What to produce>
Write out the line that has "#### What type of PR is this?" in it, along with each line that comes after it until the listing ends, and add nothing.

--- Data for processing Enclosed Below ---

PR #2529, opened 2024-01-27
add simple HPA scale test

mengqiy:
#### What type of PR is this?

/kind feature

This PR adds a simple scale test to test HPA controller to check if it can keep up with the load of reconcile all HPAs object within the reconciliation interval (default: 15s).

--- End of Enclosed Data for processing ---

Reply>
#### What type of PR is this?

/kind feature

This PR adds a simple scale test to test HPA controller to check if it can keep up with the load of reconcile all HPAs object within the reconciliation interval (default: 15s).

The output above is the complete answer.